So… Came across a whole new bug today that had me scratching my head for quite a while. One of my servers at work started hanging during ssh logins completely out of the blue. Attempting to login with the really verbose flags ‘-v -v’ didn’t give any clues, and I just assumed something had happened with our network auth system.
More investigation showed I could execute commands via ssh, but any login attempt (even using pub keys) would hang until I manually killed the process. Managed to run ‘tail /var/log/secure’ and saw login attempts were failing with this error:
openpty: No such file or directory session_pty_req: session 0 alloc failed
Googling for that came up with all sorts of posts from the 2.6 kernel move (which added devpts fs), broken dev file systems and other equally non-helpful suggestions. Finally I just went ahead and ran strace and was able to see:
open("/dev/ptmx", O_RDWR) = -1 EIO (Input/output error)
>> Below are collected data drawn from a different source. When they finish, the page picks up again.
PR #1820, opened 2016-02-01
rose bush: view: no fuzzy time on job entry breaks

matthewrmshin:
Ensure that the variable is defined before use.

### DIFF
--- a/lib/html/template/rose-bush/job-entry.html
+++ b/lib/html/template/rose-bush/job-entry.html
@@ -27,6 +27,8 @@
     <!-- entry: status -->
     {% if no_fuzzy_time -%}
       {% set no_fuzzy_time_str = "&no_fuzzy_time=" + no_fuzzy_time -%}
+    {% else -%}
+      {% set no_fuzzy_time_str = "" -%}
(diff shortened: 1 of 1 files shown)


lib/html/template/rose-bush/job-entry.html
```diff
@@ -27,6 +27,8 @@
     <!-- entry: status -->
     {% if no_fuzzy_time -%}
       {% set no_fuzzy_time_str = "&no_fuzzy_time=" + no_fuzzy_time -%}
```
arjclark: Is the red ampersand here a markup character issue?

matthewrmshin: No, the file has `*.html` extension, and so the viewer thinks that the ampersand is the beginning of an entity that is not terminated by a semicolon. In reality, it is in a Jinja2 quoted string.

arjclark:
Looks good to me. Over to @kaday

kaday:
Passes test-battery.
Code looks okay to me.
Have been assured that it fixes the problem as both Andy and Matt have seen the evidence.

PR #1828, opened 2016-02-11
Rose: doc datetime syntax update

kaday:
Updating the syntax.


kaday:
@benfitzpatrick please review, its just a syntax update so probably does not need a second review?

PR #1833, opened 2016-03-01
Allow tolerance to be an environment variable

scwhitehouse:
A user has spotted that whilst rose-ana accepts environment variables in filenames, it doesn't for the tolerance. This fixes that issue.


scwhitehouse:
@stevewardle you should be aware of this - your rose-ana rewrite needs to make sure that environment variables are expanded correctly for all variables.

@matthewrmshin when you get a moment would you mind reviewing? And nominating a second reviewer too?

matthewrmshin:
Looks OK to me. Want to add a test? @stevewardle is probably the best person to review this properly.

scwhitehouse:
Good idea, I've added some tests for this.

matthewrmshin:
Change OK. Test OK.

matthewrmshin:
@stevewardle please review 2.

stevewardle:
Looks fine to me, and I believe we have also had confirmation from the original user that it fixes their problem

PR #2395, opened 2020-01-14
2019.1.x steve ws pr

wxtim:
This is the same change as merged to master (PR2394)[for https://github.com/metomi/rose/pull/2394]


wxtim:
Looks like it's broken in the same ways as rose master. :(

PR #2398, opened 2020-03-17
Fix tutorial

MetRonnie:
I had a couple of problems with the cylc & rose tutorials, specifically with the [cylc runtime configuration tutorial](https://metomi.github.io/rose/2019.01.2/html/tutorial/cylc/runtime/runtime-configuration.html#admonition-0) and the [rose suite configuration tutorial](https://metomi.github.io/rose/2019.01.2/html/tutorial/rose/suites.html#admonition-5).

This PR fixes:
- HTTP 403 error in the weather data API request
- KeyError that sometimes happens when no wind direction/speed data is served (thanks to Joe)

### DIFF
--- a/etc/tutorial/cylc-forecasting-suite/bin/get-observations
+++ b/etc/tutorial/cylc-forecasting-suite/bin/get-observations
@@ -56,9 +56,20 @@ def get_datapoint_data(site_id, time, api_key):
     time = datetime.strptime(time, '%Y%m%dT%H%MZ').strftime('%Y-%m-%dT%H:%MZ')
     url = BASE_URL.format(time=time, site_id=site_id,
                           api_key=api_key)
+    # HTTP header to prevent 403 error:
+    hdr = {'User-Agent': ('Mozilla/5.0 (X11; Linux x86_64) AppleWebKit/537.11 '
+                          '(KHTML, like Gecko) Chrome/23.0.1271.64 '
+                          'Safari/537.11'),
+           'Accept': ('text/html,application/xhtml+xml,application/xml;'
+                      'q=0.9,*/*;q=0.8'),
+           'Accept-Charset': 'ISO-8859-1,utf-8;q=0.7,*;q=0.3',
+           'Accept-Encoding': 'none',
+           'Accept-Language': 'en-US,en;q=0.8',
+           'Connection': 'keep-alive'}
+    req = urllib2.Request(url, headers=hdr)
     # Get the data and parse it as JSON.
     print 'Opening URL: %s' % url
-    return json.loads(urllib2.urlopen(url).read())['SiteRep']['DV']['Location']
+    return json.loads(urllib2.urlopen(req).read())['SiteRep']['DV']['Location']
 
 
 def get_archived_data(site_id, time):
--- a/etc/tutorial/cylc-forecasting-suite/bin/get-observations
+++ b/etc/tutorial/cylc-forecasting-suite/bin/get-observations
@@ -83,10 +83,22 @@ def get_archived_data(site_id, time):
 
 def extract_observations(data):
     """Extract the relevant observations from the weather data."""
+    try:
+        direction = ORDINATES[data['Period']['Rep']['D']]
+    except KeyError:
+        direction = '0'
+        print 'No wind direction in file so using 0'
+
+    try:
+        speed = data['Period']['Rep']['S']
+    except KeyError:
+        speed = '0'
+        print 'No wind speed in file so using 0'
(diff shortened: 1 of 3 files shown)


MetRonnie:
> The tutorial docs have now been migrated to cylc/cylc-doc so you could also raise a PR there to get two for the price of 1 :)

@datamel Aren't the docs are unaffected?

etc/tutorial/cylc-forecasting-suite/bin/get-observations
```diff
@@ -56,9 +56,20 @@ def get_datapoint_data(site_id, time, api_key):
...
+    hdr = {'User-Agent': ('Mozilla/5.0 (X11; Linux x86_64) AppleWebKit/537.11 '
+                          '(KHTML, like Gecko) Chrome/23.0.1271.64 '
+                          'Safari/537.11'),
+           'Accept': ('text/html,application/xhtml+xml,application/xml;'
+                      'q=0.9,*/*;q=0.8'),
+           'Accept-Charset': 'ISO-8859-1,utf-8;q=0.7,*;q=0.3',
+           'Accept-Encoding': 'none',
+           'Accept-Language': 'en-US,en;q=0.8',
+           'Connection': 'keep-alive'}
+    req = urllib2.Request(url, headers=hdr)
```
oliver-sanders: Dammit, we are going to have to move away from DataPoint soon.

etc/tutorial/cylc-forecasting-suite/bin/get-observations
```diff
@@ -72,10 +83,22 @@ def get_archived_data(site_id, time):
...
+    except KeyError:
+        direction = '0'
+        print 'No wind direction in file so using 0'
+
+    try:
+        speed = data['Period']['Rep']['S']
+    except KeyError:
+        speed = '0'
+        print 'No wind speed in file so using 0'
+
```
oliver-sanders: I'm not so sure about this solution as it will cause the resultant wind field to be zero which will make it look like the forecast task is not doing anything.

Then again this isn't the expected case and it's better to have no wind than a broken workflow.

etc/tutorial/cylc-forecasting-suite/bin/get-observations
```diff
@@ -72,10 +83,22 @@ def get_archived_data(site_id, time):
...
+    try:
+        direction = ORDINATES[data['Period']['Rep']['D']]
+    except KeyError:
+        direction = '0'
+        print 'No wind direction in file so using 0'
+
+    try:
+        speed = data['Period']['Rep']['S']
+    except KeyError:
+        speed = '0'
```
oliver-sanders: I can't remember where type handling gets handled in these scripts, should this be `0` rather than `'0'`?

oliver-sanders:
Poking Travis to see if the test battery will pass second time.

The test battery actually runs the tutorial suite so it passing should test your code.

Because of the `[skip travis]` commit the test battery run can be found on [the previous commit](https://travis-ci.org/github/metomi/rose/jobs/663541403?utm_medium=notification&utm_source=github_status)

etc/tutorial/cylc-forecasting-suite/bin/get-observations
MetRonnie: This fix was provided by Joe Hickson, he said
> I know setting speed / direction to a string of ‘0’ (string? Really? Eurgh) is complete lies and not how to handle an absent data point but I am assuming that it will suffice for the tutorial!

datamel:
> The tutorial docs have now been migrated to cylc/cylc-doc so you could also raise a PR there to get two for the price of 1 :)
> 
> @datamel Aren't the docs are unaffected?

Unless I am being really daft (which is possible and probable) the tutorials were moved quite recently from rose to cylc-docs. 
https://github.com/cylc/cylc-doc/blob/master/cylc/doc/etc/tutorial/cylc-forecasting-suite/bin/get-observations

https://github.com/cylc/cylc-doc/blob/master/cylc/doc/etc/tutorial/cylc-forecasting-suite/bin/get-rainfall

These are the same as the ones you have changed, no?

MetRonnie:
I see, you're right. I only tried searched for `urllib2` in `cylc-doc/` but nothing came up because it uses `urllib` and Python 3 instead

oliver-sanders:
`t/docs/02-tutorial-suites.t` passes in my environment

oliver-sanders:
For now let's not worry about re-raising this against the Cylc copy as that will likely change entirely for the Cylc8 release.

PR #2405, opened 2020-06-22
docs: document rosa command

oliver-sanders:


wxtim:
I'm afraid that I'm struggling to run this locally, although it looks reasonable enough - I imagine that it's some sort of environment issue.

oliver-sanders:
Ah yes, we finally have the long-awaited hieroglyph 2! Unfortunately the metadata may be wrong as it is trying to install Python3 code in a Python2 env, will take a look, in the mean time here's a patch.

bin/rose-make-docs
```diff
@@ -180,7 +180,7 @@ venv-install () {
     pip install 'sphinx'
     pip install 'sphinx_rtd_theme'
     pip install 'sphinxcontrib-httpdomain'
-    pip install 'hieroglyph'
+    pip install 'hieroglyph=1.0.0'
```
wxtim, line 183:
```suggestion
    pip install 'hieroglyph==1.0.0'

```

PR #2406, opened 2020-07-02
pinned hieroglyph to version 1.x as V2 doesn't have python2 support

wxtim:
Hieroglyph Version 2.0.0 removes Python 2 compatibility. This changes pins the Python 2 Rose branch to Version 1.


oliver-sanders:
Have you got the same commit here three times?

wxtim:
> Have you got the same commit here three times?
Same name - intention is to squash them...

PR #2407, opened 2020-07-31
DOCS: Fine tune rosie-create docstring

wxtim:
After  a conversation with Adam I attempted to clarify this documentation.


oliver-sanders:
Seems legit, note that these descriptions aren't actually written in markdown, but we explicitly parse back-ticks (and `NOTE` I think) but any other markdown syntax is ignored in the docs builder.

PR #2409, opened 2020-09-18
tutorial-bug: Clarify that suite won't run _yet_

wxtim:
I don't think it's clear that this suite won't run yet, and that we are only testing the installation and validation at this point.

### DIFF
--- a/sphinx/tutorial/rose/suites.rst
+++ b/sphinx/tutorial/rose/suites.rst
@@ -413,8 +413,6 @@ See the :ref:`Cheat Sheet` for more information.
 
    #. **Install The Suite.**
 
-      Running :ref:`command-rose-suite-run` will cause the suite to be
-      installed, validated and run.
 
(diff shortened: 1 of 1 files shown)


sphinx/tutorial/rose/suites.rst
```diff
@@ -416,8 +416,9 @@ See the :ref:`Cheat Sheet` for more information.
       Running :ref:`command-rose-suite-run` will cause the suite to be
       installed, validated and run.
```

Did some more digging, and spoke with some folks around the office and discovered it was an old(-ish) kernel bug where the ptmx device no longer returns the correct number for the next pseudo terminal, and instead simply returns ‘0’. I was able to confirm by killing the process attached to pty0 and was able to login, however once I did I blocked any other logins…
The other ‘fix’ for the issue was to kill all sessions attached to a pty, umount devpts and mount it again. However it seemed most prudent to just reboot into a newer kernel where the bug is (hopefully) fixed.